--- START ---

PR #284, opened 2024-03-07
Make campaign signup more mobile friendly

teesloane:
This PR is a rider-portal focused set of changes that makes the campaign sign-up delivery list and campaign sign-up task list more mobile-friendly.

For the Rider Task List, I left the desktop design to continue using a table-based layout and chose to render an unordered list for mobile. This means that the markup shows up twice in the DOM and is hidden by Tailwind. Optionally, I could remove the table entirely on desktop to reduce repetition.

--- END ---

EXERCISE INSTRUCTIONS:
With the line that contains "This PR is a" as the starting point, output each line exactly through the end of the listing above.

ANSWER SPACE:
This PR is a rider-portal focused set of changes that makes the campaign sign-up delivery list and campaign sign-up task list more mobile-friendly.

For the Rider Task List, I left the desktop design to continue using a table-based layout and chose to render an unordered list for mobile. This means that the markup shows up twice in the DOM and is hidden by Tailwind. Optionally, I could remove the table entirely on desktop to reduce repetition.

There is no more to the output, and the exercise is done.